TURNERS FALLS — The debate over whether Turners Falls High School should keep its mascot, currently an Indian, continued Tuesday night during the Gill-Montague Regional School Committee’s second public forum on the issue.
Committee Chairman Mike Langknecht said at the start of the night that the process still has a way to go. Educational forums will follow these two public meetings over the next several months and then the public will be allowed to submit proposals for the mascot. Those proposals can include the current mascot as well as new ideas.
“This is not the end of the process; this is the beginning of the process. We’re not going to take a vote at the end of the night,” he said. “We want to hear your opinions.”
Those who spoke touched on similar themes of previous meetings about the mascot, with those wanting to keep it saying the mascot comes from a place of pride and honor while those wanting to change the mascot said the use of an Indian image is not the correct way to honor the local Native Americans.

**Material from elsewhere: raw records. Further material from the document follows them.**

PR #571, opened 2025-04-10
Test LSP features for extern types and type aliases

### LINKED ISSUE #438: Add extensive hover/goto/find references/rename tests for standalone types

integraledelebesgue:
Closes #438

### DIFF
--- a/tests/e2e/find_references/types.rs
+++ b/tests/e2e/find_references/types.rs
@@ -1,0 +1,717 @@
+use crate::find_references::find_references;
+use crate::support::insta::test_transform;
+
+#[test]
+fn test_extern_type_in_alias_as_type() {
+    test_transform!(find_references, r#"
+    type TypeAlias = u32<caret>;
+    "#, @r"
+    // found several references in the core crate
+    type TypeAlias = <sel>u32</sel>;
+    ")
+}
+
+#[test]
+fn test_extern_type_in_alias_as_type_parameter() {
+    test_transform!(find_references, r#"
+    type TypeAlias = Array<u32<caret>>;
+    "#, @r"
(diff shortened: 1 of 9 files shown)


generate_test.py
```diff
@@ -0,0 +1,202 @@
+from textwrap import dedent, indent
```
integraledelebesgue, line 1: I will delete it later, before merging

Draggu:
Broken formatting in test code strings

Draggu (approved):

tests/e2e/find_references/types.rs
```diff
@@ -0,0 +1,717 @@
...
+        type TypeAlias = Struct;
+    }
+    use mod1::TypeAlias<caret>;
+    "#, @r"
+    mod mod1 {
+        struct Struct {}
+        type <sel=declaration>TypeAlias</sel> = Struct;
+    }
+    use mod1::<sel>TypeAlias</sel>;
+    ")
```
piotmag769, line 325: Lol, and it somehow works here while other aliases do not xD

piotmag769 (approved):
Codegen good, honestly we can even leave this file in the repo in `codegen/` folder if you wish so

tests/e2e/find_references/types.rs
integraledelebesgue: Indeed - that's because the resolution of paths in `use` is different than everywhere else

integraledelebesgue:
> Codegen good, honestly we can even leave this file in the repo in `codegen/` folder if you wish so

I think it's no longer necessary. Also, I don't want to pollute the codebase with Python
🐍 < 🦀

The forum was tense yet cordial for most of the night. The forum lasted beyond the full two hours and ended with one man shouting from the back of the room and Langknecht asking him to leave.
Throughout the night, there were calls from those who want to save the mascot, for the School Committee to leave the issue alone or let it be handled by a town vote.
The committee has previously said that it won’t pursue its own referendum on the issue, but that people in the towns are free to create their own. Several people have expressed plans to get a nonbinding referendum on the ballot for the town of Montague in May.
Both sides seemed to agree on one angle of the issue, however, with calls for more education about Native American culture and history coming from those who want to keep and those who want to change the mascot.
“I hope that the two sides will come together through education,” David Brule, an alumnus of the school and president of the Nolumbeka Project, said.
Several students from the high school as well as the attached junior high spoke all in favor of keeping the mascot along with faculty and staff.
Rachel Baker, a current events teacher at the school, spoke in favor of changing the mascot, and discussed a time where her current events class wrote papers and did research on mascots and logos that use Native American imagery. She said she felt the lesson had failed because most students said that while the mascot could be offensive to Native Americans, they personally did not find it offensive.
“For those of you who are comfortable making an entire race or ethnicity a logo or nickname, I want to know if you would be comfortable with one of the following: The Turners Falls Asians, the Turners Falls African Americans, the Turners Falls Latinos. And if you’re not comfortable with any of those, then I want you to think about why you are comfortable with the Turners Falls Indians,” she said.
Sarah Underwood, the school’s cheerleading coach, said she was concerned with the cost of a change like this, and how the school would afford it with an already tight budget.
Tammy Young, an alumna of the school whose daughter Emily attends the junior high school, said that her daughter was bullied after a previous forum for wearing her “Indian” sweat pants.
“I’ve yet to hear a good reason why we should change it,” she said.
Kerri LaPointe, who is an alumna of the school, said the School Committee should be focusing on other issues instead of the mascot.
“I’m not seeing how this hot topic has anything to do with our students or their education,” she said.
Lou Leelyn, who lives in Wendell, said she was not from the area but understands the school pride the students and alumni feel. She said that she was heavily involved in sports in high school and some of her best character traits came from her time as a student athlete.
“The thing is, the team spirit, and everything that it stands for, is still going to be here regardless of what your logo is,” she said. “It’s still with me 22 years later. It doesn’t matter if you’re an eagle or a bear or a tiger. And I haven’t even mentioned what my school mascot was because I think that’s the point, is that you’re who you are because of your team spirit and your values, you’re not who you are because of the logo on your sweatshirt.”
The forum was the second, with the first in mid-October. More than 100 people turned out for the first forum, with about 35 speakers. A similar size crowd attended Tuesday’s meeting.
Whether the school should keep the mascot, which is currently an Indian, has been debated by the public since a group of citizens approached the Gill-Montague Regional School Committee last May calling for them to change the mascot.
Since that time, school officials introduced and passed a proposal to create a review with public input to decide whether the school should keep the mascot.
Since the introduction of the proposal, community members have circulated online petitions either calling for the committee to get rid of the mascot, or to keep it.
In addition to the public forums, the committee is also hosting four “inquiry events” to get specific information about certain points of view on the mascot debate. Those four events will run from the end of November to the beginning of January and are for the school committee but open to the public.